Later, as a family medicine resident and practicing physician, I recall enjoying opportunities to assist in the OR, in no small part because it was an environment where the result made a real difference, a team worked together, and someone else had my beeper in case it went off while I was scrubbed in.


Is the exam room a safe space for physicians?

Definitely not. The OR is far safer.

I speak frequently to audiences large and small about preventing burnout and commonly use this same example. No surgeon would consider going into an OR alone to perform an operation – for obvious reasons – yet we send physicians into exam rooms all day long, subjecting them to toxic work environments and exacerbating burnout.


There is no good reason that the exam room can’t also be a safe space, protecting physicians practicing in outpatient settings from the drivers of burnout. Yet the reality is just the opposite for the vast majority of physicians today.

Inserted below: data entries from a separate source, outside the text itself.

PR #2004, opened 2021-02-03
Add litesata example for nexys_video board

kowalewskijan:
This PR adds:
* support for nexys_video in litex tests
* litesata example for nexys video board

Depends on:
* https://github.com/SymbiFlow/symbiflow-arch-defs/pull/2003
* https://github.com/litex-hub/litex-boards/pull/171


xc/common/utils/prjxray_create_place_constraints.py
```diff
@@ -786,7 +786,7 @@ def main():
 
     idelayctrl_instances = place_constraints.get_used_instances("IDELAYCTRL")
 
-    assert len(idelayctrl_cmts) == len(
+    assert len(idelayctrl_cmts) <= len(
         idelayctrl_instances
```
litghost, line 790: This will not operate properly, the previous assertion is correct.  In order to relax this contraint, the synthesis tool needs to emit duplicate IDELAYCTRL and tie their outputs together with a `AND<n>` LUT.  See TODO/FIXME above or below this code.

The question is how did it get this way and why hasn’t this been fixed? There are a number of reasons:

While the exam room is now increasingly complex, it did not use to be that way. In the days of Marcus Welby, when patients had fewer chronic diseases, diagnostic and treatment options were less complex, and there was no EHR, the physician’s purpose was to care for the patient. Now we care for the EHR, the “unclosed care gaps”, and diagnostic and billing code accuracy, all of which distract us from our primary purpose. Administrators resist placing support teams in the exam room, concerned that this will increase expenses that will make it difficult to maintain the financial performance needed to “keep the doors open and the lights on.” Despite sources of evidence that team care is at worst cost-neutral, and in most cases improves financial performance, they are slow to invest in this proven solution. Hiring up the team takes work. It’s hard to hire qualified medical assistants and nurses. It takes some time to train the team to actually work as a team, realizing the full benefits of this new approach. And finally, we physicians are often reluctant to change our ways, despite our suffering, finding it hard to trust that others will not make mistakes and potentially result in patient harm.


It’s time to “make primary care safe again”

Burnout is toxic for clinicians and organizations.


Burned out clinicians reduce work hours, make more errors, and are at increased risk for depression, substance abuse, family dysfunction, and suicide. Organizations allowing burnout to fester harm patients, clinicians and other workers, and experience worsening financial performance.

  • work overload

  • loss of control

  • insufficient reward

  • breakdown of community

  • absence of fairness

  • conflicting values

It’s better for all stakeholders to take action sooner rather than later. There is no lack of resources to help you get started. So, my question for you is: What’s holding YOU back?